:: Work order ::
A single figure is the whole answer: the number of lines in the records that contain "think".
(Input begins)
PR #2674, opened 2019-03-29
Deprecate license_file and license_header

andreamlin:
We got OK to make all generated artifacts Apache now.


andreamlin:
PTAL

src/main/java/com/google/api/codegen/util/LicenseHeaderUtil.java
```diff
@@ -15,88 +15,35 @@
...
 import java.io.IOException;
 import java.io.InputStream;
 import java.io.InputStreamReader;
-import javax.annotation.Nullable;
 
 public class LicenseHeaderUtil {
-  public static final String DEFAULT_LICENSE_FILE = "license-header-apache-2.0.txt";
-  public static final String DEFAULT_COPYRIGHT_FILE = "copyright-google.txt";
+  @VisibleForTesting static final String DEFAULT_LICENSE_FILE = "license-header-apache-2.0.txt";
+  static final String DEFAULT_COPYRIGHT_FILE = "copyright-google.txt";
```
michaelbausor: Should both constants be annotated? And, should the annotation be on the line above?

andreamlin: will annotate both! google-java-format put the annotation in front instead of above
(Input ends)
(Input begins)
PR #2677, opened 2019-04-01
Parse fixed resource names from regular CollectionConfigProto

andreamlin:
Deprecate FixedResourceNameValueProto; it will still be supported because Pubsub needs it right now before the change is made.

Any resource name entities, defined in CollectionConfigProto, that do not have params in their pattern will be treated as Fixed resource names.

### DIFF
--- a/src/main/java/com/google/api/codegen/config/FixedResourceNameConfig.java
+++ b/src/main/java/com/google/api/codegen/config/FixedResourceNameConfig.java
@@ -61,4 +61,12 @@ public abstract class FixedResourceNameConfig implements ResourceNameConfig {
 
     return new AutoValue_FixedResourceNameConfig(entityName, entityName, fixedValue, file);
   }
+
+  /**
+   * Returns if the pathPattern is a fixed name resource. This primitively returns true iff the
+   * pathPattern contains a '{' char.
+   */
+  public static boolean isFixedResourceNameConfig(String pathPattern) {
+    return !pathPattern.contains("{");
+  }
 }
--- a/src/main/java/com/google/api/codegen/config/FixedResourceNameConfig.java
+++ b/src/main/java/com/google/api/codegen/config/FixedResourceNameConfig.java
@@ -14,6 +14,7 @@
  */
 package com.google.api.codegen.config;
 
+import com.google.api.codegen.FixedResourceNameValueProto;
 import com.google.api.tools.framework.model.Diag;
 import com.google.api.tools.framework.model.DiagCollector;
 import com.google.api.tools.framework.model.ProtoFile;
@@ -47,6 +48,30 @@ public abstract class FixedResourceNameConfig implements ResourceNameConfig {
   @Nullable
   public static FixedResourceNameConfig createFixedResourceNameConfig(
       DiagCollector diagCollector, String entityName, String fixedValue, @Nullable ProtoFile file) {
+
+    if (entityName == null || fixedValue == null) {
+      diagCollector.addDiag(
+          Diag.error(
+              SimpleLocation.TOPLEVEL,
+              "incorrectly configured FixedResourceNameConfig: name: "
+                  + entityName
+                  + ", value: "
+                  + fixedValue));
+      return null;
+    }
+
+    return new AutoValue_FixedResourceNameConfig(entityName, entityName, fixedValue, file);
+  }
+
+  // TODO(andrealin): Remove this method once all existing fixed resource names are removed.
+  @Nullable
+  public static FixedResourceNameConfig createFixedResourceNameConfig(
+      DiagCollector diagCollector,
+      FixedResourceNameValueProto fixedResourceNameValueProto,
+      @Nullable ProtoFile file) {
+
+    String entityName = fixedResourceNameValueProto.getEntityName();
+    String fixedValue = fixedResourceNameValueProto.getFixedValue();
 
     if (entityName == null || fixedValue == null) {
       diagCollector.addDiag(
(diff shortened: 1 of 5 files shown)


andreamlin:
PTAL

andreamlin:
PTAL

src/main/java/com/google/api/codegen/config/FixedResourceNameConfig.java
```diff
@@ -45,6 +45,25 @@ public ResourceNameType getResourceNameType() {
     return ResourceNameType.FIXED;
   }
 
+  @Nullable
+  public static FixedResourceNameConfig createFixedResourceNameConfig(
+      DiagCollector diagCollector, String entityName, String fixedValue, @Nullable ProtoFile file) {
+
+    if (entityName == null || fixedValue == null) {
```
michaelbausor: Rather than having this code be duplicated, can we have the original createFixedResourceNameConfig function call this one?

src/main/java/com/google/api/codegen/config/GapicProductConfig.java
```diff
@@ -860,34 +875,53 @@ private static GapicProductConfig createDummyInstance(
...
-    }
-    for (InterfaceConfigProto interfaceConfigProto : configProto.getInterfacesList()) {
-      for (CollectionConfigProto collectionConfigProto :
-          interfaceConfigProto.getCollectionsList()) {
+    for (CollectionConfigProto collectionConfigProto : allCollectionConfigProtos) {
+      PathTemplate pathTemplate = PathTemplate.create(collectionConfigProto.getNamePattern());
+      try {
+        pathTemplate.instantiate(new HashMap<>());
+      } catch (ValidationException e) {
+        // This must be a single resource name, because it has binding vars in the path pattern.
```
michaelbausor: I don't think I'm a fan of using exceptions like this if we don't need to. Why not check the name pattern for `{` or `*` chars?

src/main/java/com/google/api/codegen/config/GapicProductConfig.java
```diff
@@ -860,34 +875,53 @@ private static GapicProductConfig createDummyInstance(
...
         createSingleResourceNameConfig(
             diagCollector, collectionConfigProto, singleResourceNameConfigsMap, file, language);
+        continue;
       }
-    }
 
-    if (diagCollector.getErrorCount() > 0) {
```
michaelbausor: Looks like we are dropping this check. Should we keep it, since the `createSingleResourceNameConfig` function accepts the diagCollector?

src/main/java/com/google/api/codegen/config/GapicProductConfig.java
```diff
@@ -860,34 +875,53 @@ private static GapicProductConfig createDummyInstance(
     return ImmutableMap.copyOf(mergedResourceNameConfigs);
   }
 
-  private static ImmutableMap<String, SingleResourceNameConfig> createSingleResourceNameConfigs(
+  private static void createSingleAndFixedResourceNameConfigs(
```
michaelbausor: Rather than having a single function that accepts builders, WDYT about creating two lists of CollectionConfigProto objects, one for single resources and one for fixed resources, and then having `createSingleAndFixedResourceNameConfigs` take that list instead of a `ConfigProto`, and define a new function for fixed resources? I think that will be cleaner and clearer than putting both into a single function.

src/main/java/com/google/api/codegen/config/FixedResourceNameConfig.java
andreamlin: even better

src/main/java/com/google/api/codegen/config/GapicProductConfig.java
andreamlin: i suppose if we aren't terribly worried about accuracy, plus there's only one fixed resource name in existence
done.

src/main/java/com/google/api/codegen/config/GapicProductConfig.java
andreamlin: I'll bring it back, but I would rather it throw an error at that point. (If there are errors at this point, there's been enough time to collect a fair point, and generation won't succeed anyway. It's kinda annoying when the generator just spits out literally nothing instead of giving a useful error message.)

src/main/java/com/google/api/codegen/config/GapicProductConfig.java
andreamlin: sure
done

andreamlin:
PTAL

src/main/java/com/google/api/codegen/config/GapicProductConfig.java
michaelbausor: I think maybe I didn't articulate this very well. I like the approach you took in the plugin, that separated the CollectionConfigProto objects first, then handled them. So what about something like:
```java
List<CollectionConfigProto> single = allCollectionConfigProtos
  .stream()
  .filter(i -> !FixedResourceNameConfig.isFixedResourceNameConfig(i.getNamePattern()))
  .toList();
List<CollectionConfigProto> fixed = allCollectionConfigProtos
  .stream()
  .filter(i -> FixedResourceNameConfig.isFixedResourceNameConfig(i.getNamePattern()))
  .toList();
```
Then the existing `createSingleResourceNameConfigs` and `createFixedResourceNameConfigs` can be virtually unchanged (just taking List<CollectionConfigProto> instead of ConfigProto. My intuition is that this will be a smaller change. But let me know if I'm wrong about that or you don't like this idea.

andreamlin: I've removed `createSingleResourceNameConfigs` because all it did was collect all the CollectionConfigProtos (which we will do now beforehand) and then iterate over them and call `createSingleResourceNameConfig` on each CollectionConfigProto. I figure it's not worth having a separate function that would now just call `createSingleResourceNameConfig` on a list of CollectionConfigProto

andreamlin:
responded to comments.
(Input ends)
:: Result ::
3